We've noted our concern with these issues on several occasions here on MH Blog. Mahar writes:
the journal’s editors summarize what the Health News Review has discovered over the past two years while evaluating medical stories about new products and procedures throughout the mainstream media.
“It’s not a pretty picture,” says Gary Schwitzer, the University of Minnesota School of Journalism professor who publishes the online project.
In a video linked to the Health News Review website, Schwitzer points out that “about 65% of the time” major news organization are not telling viewers and readers how “big the potential harms” of new treatments are–or “how small the potential benefits.”

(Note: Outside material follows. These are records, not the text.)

PR #450, opened 2023-01-01
1.3.7 performance updates (plus a few bugfixes to cherry-pick)

ds-sloth:
This PR contains a number of performance updates, I'll list the most important ones here:

* Maintains queues of the important NPC traits (active, killed, has unchecked variables, has one of the onscreen reset flags set) and uses them to avoid iterating over the entire list of NPCs every frame
* Maintains a table of the locations of the NPCs and queries it for NPC-NPC collisions and tempBlock collisions
* Adds NPC tempBlocks to a separate table whenever their location does not match the NPC's location
* Maintains a queue of the onscreen blocks/BGOs that is only updated when the layers move enough, the camera scrolls enough, or a block/BGO is added

I found 1-3 vanilla bugs when making these changes; they are tagged with TODO comments. I also found a bug I introduced when updating the YoshiPound code for the block quadtree; this one is already fixed (1c360a83731968077220fbe42be3ae4007c1aa3e) and should be cherrypicked for 1.3.6.1 also.


ds-sloth:
There may be a minor issue with spin block rendering. I'll check this out tomorrow.

Wohlstand (approved):
After I checked the stuff and tested it on my end at various places. Seems fine. We can continue further testing of the things at the `main` branch normally.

Meanwhile, about three-quarters of the stories about a new product or procedure fail to talk about how much the idea costs. “At a time when the U.S. is spending 16 percent of GDP on healthcare, I find this unfathomable,” says Schwitzer. “No one is asking: ‘How are we going to pay for it?’; ‘Who will have access to these things’?; ‘Who’s to say that we even need some of these things? This is what we need to discuss.”
Ultimately, “these stories are painting a ‘kid in the candy-store’ picture of US health care,” Schwitzer charges, “whereby everything is made to look terrific, risk-free, and without a price tag. Nothing could be further from the truth.”
Indeed. In the accompanying editorial, the PLoS Medicine editors note that "the report card from HealthNewsReview.org is grim. Most stories (62%-77%) failed to adequately address costs, harms, benefits, the quality of evidence, and the existence of other treatment options."
From a MH perspective, it's important to see that the media is a discursive process, which means that if there is a widespread practice of overstating hopes and understating fears, that practice reflects a number of social and cultural norms that converge to create a journalistic culture in which such reporting becomes standard. As such, an important question to ask is what norms animate these practices? Especially if we want to work at correcting the purveyance of "false hopes" and "unwarranted fears" in media coverage of health care and research, it seems important to understand better why such practices are commonplace to begin with.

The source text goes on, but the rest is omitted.